**Stored data**

PR #3176, opened 2021-10-20
remember items bought from shops

### LINKED ISSUE #3172: Adria restocks shop after save/load
**Important information**

Probably any version after the Adria change to prevent save/load from randomizing her shop again.

**Describe**
Adria's shop state doesn't save when saving the game. This means you can buy a book from Adria, save the game and reload, and that same book will then be back in her shop again. This can be done indefinitely.

**To Reproduce**
1. Buy a finite supply item from Adria.
2. Save game.
3. Reload and check Adria's shop.
4. Adria's shop should be restored to the way it was when you first entered town before you last saved the game, restocking any finite supply items you previously bought.

**Expected behavior**
Saving the game should save exactly what Adria's shop state is at the time you save, not what her shop state was when her new shop was rolled upon first entering town.

qndel:
Resolves https://github.com/diasurgical/devilutionX/issues/3172

### DIFF
--- a/Source/diablo.cpp
+++ b/Source/diablo.cpp
@@ -1794,6 +1794,7 @@ void DisableInputWndProc(uint32_t uMsg, int32_t /*wParam*/, int32_t lParam)
 
 void LoadGameLevel(bool firstflag, lvl_entry lvldir)
 {
+	ResetBoughtItems();
 	music_stop();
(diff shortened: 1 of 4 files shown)


AJenbo:
Nice, I guess having this fixed before release is a good idea :D

AJenbo:
I'm this is starting to become a bit unintuitive and we may as well store the shop items the same way as is already done for the smith prim items to keep things simple.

**EXERCISE REQUIREMENTS**
Print each entry exactly as it was written.

**REPLY TO THE TASK**
PR #3176, opened 2021-10-20
remember items bought from shops

### LINKED ISSUE #3172: Adria restocks shop after save/load
**Important information**

Probably any version after the Adria change to prevent save/load from randomizing her shop again.

**Describe**
Adria's shop state doesn't save when saving the game. This means you can buy a book from Adria, save the game and reload, and that same book will then be back in her shop again. This can be done indefinitely.

**To Reproduce**
1. Buy a finite supply item from Adria.
2. Save game.
3. Reload and check Adria's shop.
4. Adria's shop should be restored to the way it was when you first entered town before you last saved the game, restocking any finite supply items you previously bought.

**Expected behavior**
Saving the game should save exactly what Adria's shop state is at the time you save, not what her shop state was when her new shop was rolled upon first entering town.

qndel:
Resolves https://github.com/diasurgical/devilutionX/issues/3172

### DIFF
--- a/Source/diablo.cpp
+++ b/Source/diablo.cpp
@@ -1794,6 +1794,7 @@ void DisableInputWndProc(uint32_t uMsg, int32_t /*wParam*/, int32_t lParam)
 
 void LoadGameLevel(bool firstflag, lvl_entry lvldir)
 {
+	ResetBoughtItems();
 	music_stop();
(diff shortened: 1 of 4 files shown)


AJenbo:
Nice, I guess having this fixed before release is a good idea :D

AJenbo:
I'm this is starting to become a bit unintuitive and we may as well store the shop items the same way as is already done for the smith prim items to keep things simple.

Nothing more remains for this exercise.